Thinking about Footbinding Today
Footbinding was a complicated practice. We should neither gloss over it nor simply accept straightforward explanations. On one hand, the practice was undeniably a tool of patriarchal oppression because women had to physically alter their bodies to adhere to beauty standards. The missionaries certainly understood footbinding in this way and the shoes they sent back to Mount Holyoke served as evidence of this “evil” and foreign practice. On the other hand, the motivations behind foot binding were so much more complex and it would be an oversimplification to see the practice as just a tool of the patriarchy. We must try to understand how the women with bound feet saw this practice and acknowledge that beyond being a sign of their oppression, it was also a way for them to challenge their social status by emulating elite women, protect themselves from outdoor manual labor, and improve their chances of socially advancing through marriage.9 Footbinding, to the Chinese women, was a survival tactic for living under the pre-existing system.

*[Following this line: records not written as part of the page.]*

PR #2942, opened 2022-11-02
Adding Find link to engineers teach physics courses

EllieNodder:
### Trello card

https://trello.com/c/6co6d0bm/3777-add-link-to-find-courses-on-engineers-teach-physics-page

### Context

The new engineers teach physics courses are now up on Find so we need to add a link to our engineers teach physics page.

### DIFF
--- a/app/views/content/subjects/engineers-teach-physics/_article.html.erb
+++ b/app/views/content/subjects/engineers-teach-physics/_article.html.erb
@@ -64,7 +64,7 @@
      <p>You'll also be invited to an annual community day and have the opportunity to network with existing physics teachers.
      </p>
 
-    <p>You can <a href="https://www.find-postgraduate-teacher-training.service.gov.uk/">find teacher training courses</a> and filter by 'physics' and 'engineers teach physics'.
+    <p>You can <a href="https://www.find-postgraduate-teacher-training.service.gov.uk/">find teacher training courses</a> and filter by 'physics' then 'engineers teach physics'.
      </p>
   </section>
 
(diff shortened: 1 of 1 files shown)


app/views/content/subjects/engineers-teach-physics/_article.html.erb
```diff
@@ -64,7 +64,7 @@
      <p>You'll also be invited to an annual community day and have the opportunity to network with existing physics teachers.
      </p>
 
-    <p>Courses starting in the 2022/23 academic year are now closed. You’ll be able to find courses starting in the 2023/24 academic year in autumn 2022.
+    <p>You can <a href="https://www.find-postgraduate-teacher-training.service.gov.uk/">find teacher training courses</a> and filter by 'physics' then 'engineers teach physics'.
```
gemmadallmandfe, line 67:
```suggestion
    <p>You can <a href="https://www.find-postgraduate-teacher-training.service.gov.uk/">find teacher training courses</a> and filter by 'physics' then 'engineers teach physics'.
```
```suggestion
    <p>You can <a href="https://www.find-postgraduate-teacher-training.service.gov.uk/">search for Physics teacher training courses</a> and then filter by 'Engineers teach physics'.
```
Is this a bit easier? But happy for you to disagree @EllieNodder 

I've capitalised 'Engineers' as that is how it is written on Find - again, please disagree if necessary!

image

EllieNodder: just didn't know if we should put 'physics' in the link text, just because we're not linking them to **physics** courses but all courses - but I guess we're saying 'search for', so maybe it's okay?

gemmadallmandfe: Yes, I was a bit in two minds about that - which is why I thought search might be better than find in this case. Happy to go with whichever you think best!

gemmadallmandfe (approved):
Looks good to me

PR #2951, opened 2022-11-08
Update dfe-analytics gem

ethax-ross:
### Trello card

[Trello-3550](https://trello.com/c/zWz5rZU8/3550-remove-decorator-id-attribute-for-dfe-analytics)

### Context

Update to the latest version and remove the now-redundant `id` attribute on `User` as we can tell dfe-analytics which attribute to use (in our case `username`).

- Update dfe-analytics gem

### DIFF
--- a/Gemfile
+++ b/Gemfile
@@ -46,7 +46,7 @@ gem "faraday_middleware"
 
 gem "fastimage"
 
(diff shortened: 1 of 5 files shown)


asatwal (approved):
LGTM 👍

The museum’s collection of lotus shoes gave me the opportunity to dive into the practice of footbinding. My research into the shoes illuminated the ways in which the missionaries experienced and interacted with the material culture they came across, their work, and their relationship with the Chinese communities. Beyond that, this internship allowed me to gain important insights into Chinese and American historical contexts, which will be helpful for my future research. Overall, the shoes, and their presence at the Museum, tell the powerful story of two different groups of women and the instance of their encounter.
1 Beverly Jackson, Splendid Slippers: A Thousand Years of an Erotic Tradition (Berkeley: Ten Speed Press, 1997), 111.
2 John Robert Shepherd, Footbinding as Fashion: Ethnicity, Labor, and Status in Traditional China (University of Washington Press, 2018), 3, http://www.jstor.org/stable/j.ctvcwnt8c.
3 Shepherd, Footbinding as Fashion, 3.
4 Dorothy Ko, Every Step a Lotus: Shoes for Bound Feet (Berkeley; Los Angeles; London: University of California Press, 2001), 54.
5 Shepherd, Footbinding as Fashion, 3.
6 Jiaqin Zhang and Huie Liang, "Porcelain-made Lotus Shoes in the Qing Dynasty of China," Ceramics, Art and Perception no. 110 (October 2018): 80, https://www.proquest.com/trade-journals/porcelain-made-lotus-shoes-qing-....
7 Edith C. Boynton Papers. Mount Holyoke College Archives and Special Collections, South Hadley, MA.
8 Australian Museum, “Footbinding,” December 5, 2018, https://australian.museum/about/history/exhibitions/body-art/footbinding/.
9 Shepherd, Footbinding as Fashion, 3.